O direito à indemnização por esses danos vem fundamentado no cumprimento defeituoso do contrato.
Preceitua o art.º 798º do C. Civil que “o devedor que falta culposamente ao cumprimento da obrigação torna-se responsável pelo prejuízo que causa ao credor”.
E acrescenta o n.º 1 do art.º 799º que “incumbe ao devedor provar que a falta de cumprimento ou o cumprimento defeituoso da obrigação não procede de culpa sua”.
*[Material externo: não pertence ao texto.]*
PR #273, opened 2025-07-08
Support loading initial preconditions from JSON

### LINKED ISSUE #36: Support JSON shape file input
@langston-barrett says:

-----

The shape file format was intended for human consumption and production, but it has found use in the Ghidra plugin. We should also support natively ingesting shapes as JSON.

langston-barrett:
Fixes #36.

Needs:

- [x] Parsing of structs
- [x] Parsing of (and tests for) nontrivial pointers
- [x] Mention in the docs

### DIFF
--- a/grease-cli/tests/x86/extra/json-shapes.json
+++ b/grease-cli/tests/x86/extra/json-shapes.json
@@ -1,0 +1,5 @@
+{
+  "rax": { "type": "ext", "val": { "tag": null, "type": "bv", "width": 64 } },
+  "rcx": { "type": "ext", "val": { "tag": null, "type": "bv-lit", "width": 64, "val": 42 } },
+  "rdx": { "type": "ext", "val": { "tag": null, "type": "ptr", "offset": 4, "target": [{ "type": "uninit", "uninit": 4 }, { "type": "init", "tag": null, "init": 4 }] } }
+}
--- a/grease-cli/tests/x86/extra/json-shapes.json
+++ b/grease-cli/tests/x86/extra/json-shapes.json
@@ -2,7 +2,6 @@
   "rax": {
     "type": "ext",
     "val": {
-      "tag": null,
       "type": "bv",
       "width": 64
     }
@@ -10,7 +9,6 @@
   "rcx": {
     "type": "ext",
     "val": {
-      "tag": null,
       "type": "bv-lit",
       "width": 64,
       "val": 42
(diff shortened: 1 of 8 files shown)


grease-cli/tests/x86/extra/json-shapes.json
```diff
@@ -0,0 +1,5 @@
+{
```
2over12, line 1: nit is this the result of prettying this json? i would expect jq to pull the fields down but nbd either way

grease/src/Grease/Shape.hs
```diff
@@ -397,3 +411,84 @@ replaceShapes names (ArgShapes args) (ParsedShapes replacements) =
...
+      "unit" -> Some . ShapeUnit <$> (parseTag =<< tg)
+      _ -> fail ("Unknown Shape type: " ++ Text.unpack ty)
+ where
+  doParseExt v = do
+    Some s <- parseExt =<< v .: "val"
+    pure (Some (ShapeExt s))
+
+  parseFloat tg v = do
+    Some fi <- parseFloatRepr =<< v .: "info"
+    tag <- parseTag =<< tg
```
2over12: do we even want to be parsing the tag, right now it could be anything and we will const it, seems a bit odd to me, it's not clear when we would ever want things tagged?

grease-cli/tests/x86/extra/json-shapes.json
langston-barrett: No, I can prettyprint it if you like!

grease/src/Grease/Shape.hs
langston-barrett: Are you suggesting we just fix it to `NoTag` everywhere? I think that would be reasonable, but since I already implemented the more general version it seems wasteful to remove it at this point. This way the parser is a bit more robust to future uses, though perhaps slightly more complex.

2over12: yeah i guess that's fair but imo if there's no tag we shouldnt be requiring "tag": 1 so imo when the type is NoTag ideally we wouldnt be fetching the tg at all

2over12: it's a bit unclear how to do this easily if you want to maintain the ability to parse the tag if you want to and make the types line up nicely, a bit hard to abstract over

2over12: a possible way i guess would be to pass the full object to parseTag rather than the tag, then the NoTag parser can elect not to access the tag field?

langston-barrett: Good call, thanks! Done.

PR #274, opened 2025-07-09
Bump Crucible submodule, use new symbolic string-loading functions

langston-barrett:
Brings in https://github.com/GaloisInc/macaw/pull/513 and https://github.com/GaloisInc/crucible/pull/1460, removes some hand-rolled string loading functionality.

### DIFF
--- a/grease/src/Grease/Macaw/Memory.hs
+++ b/grease/src/Grease/Macaw/Memory.hs
@@ -23,8 +23,8 @@ import Data.ByteString qualified as BS
 import Data.Macaw.CFG qualified as MC
 import Data.Macaw.Memory qualified as MM
 import Data.Macaw.Symbolic qualified as Symbolic
-import Data.Macaw.Symbolic.Backend qualified as Symbolic
 import Data.Macaw.Symbolic.Concretize qualified as Symbolic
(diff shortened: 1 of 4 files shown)


langston-barrett:
Ok, I generalized the API exported by Crucible-LLVM and wrapped it in macaw-symbolic, and this appears to be working as expected.

grease/src/Grease/Macaw/Memory.hs
```diff
@@ -47,13 +47,12 @@ loadString ::
   , Mem.HasLLVMAnn sym
   , ?memOpts :: Mem.MemOptions
   ) =>
+  MM.AddrWidthRepr (MC.ArchAddrWidth arch) ->
```
RyanGlScott: Why do we need to pass this in explicitly? Shouldn't we be able to just call `let addrWidth = MC.addrWidthRepr ?ptrWidth`, as was done before?

langston-barrett: Good point, and actually the situation is better than that: We don't even need to plumb `ArchInfo` around anymore, because we were only using it for pointer width (which is implicit) and endianness, which is not actually necessary for loading bytes one at a time. Good observation, this let me remove that parameter in a lot of places!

São, pois, pressupostos da responsabilidade contratual: o não cumprimento ou o cumprimento imperfeito da obrigação, a culpa, os prejuízos e o nexo de causalidade entre aquele e estes.
Beneficiando o credor da presunção legal de culpa do devedor, escusa ele de provar o facto a que ela conduz (art.º 350º, n.º 1 do C. Civil). Mas cabe-lhe, nos termos gerais do art.º 342º, n.º 1 do mesmo Código, a prova dos demais pressupostos da responsabilidade e consequente obrigação de indemnizar, enquanto factos constitutivos do direito por si invocado.
Acontece, porém, que, no caso dos autos, o autor não provou o necessário nexo de causalidade entre o cumprimento defeituoso e os prejuízos, nem os próprios danos patrimoniais, tendo-se provado apenas que o veículo se encontra imobilizado desde 29/8/2002 (cfr. respostas negativas dadas aos quesitos 12º e 19º e resposta restritiva dada ao quesito 15º).
Acresce que os danos não patrimoniais provados não assumem a gravidade necessária para serem merecedores da tutela do direito e, por conseguinte, indemnizáveis nos termos do art.º 496º, n.º 1 do Código Civil.
Trata-se de meros incómodos por ter de utilizar outro veículo que não o seu, de pouco significado, o que não é digno daquela tutela.
Ainda que se aceite a aplicabilidade do citado art.º 496º no domínio da responsabilidade contratual, o que não é líquido em face da sua inserção sistemática e da ausência de norma legal, de conteúdo ou de simples remissão, no lugar destinado às consequências da falta de cumprimento ou mora das obrigações derivadas do negócio jurídico, suscitando-se justificadas dúvidas sobre o real pensamento legislativo e assim se explicando a divisão na doutrina e na jurisprudência, neste caso, jamais poderá haver indemnização pelos danos não patrimoniais reclamados.
Assim sendo, não pode o autor obter do réu o pagamento das indemnizações pedidas.
Procedem, por conseguinte, no essencial e em parte, as conclusões da apelação e com elas parte da acção.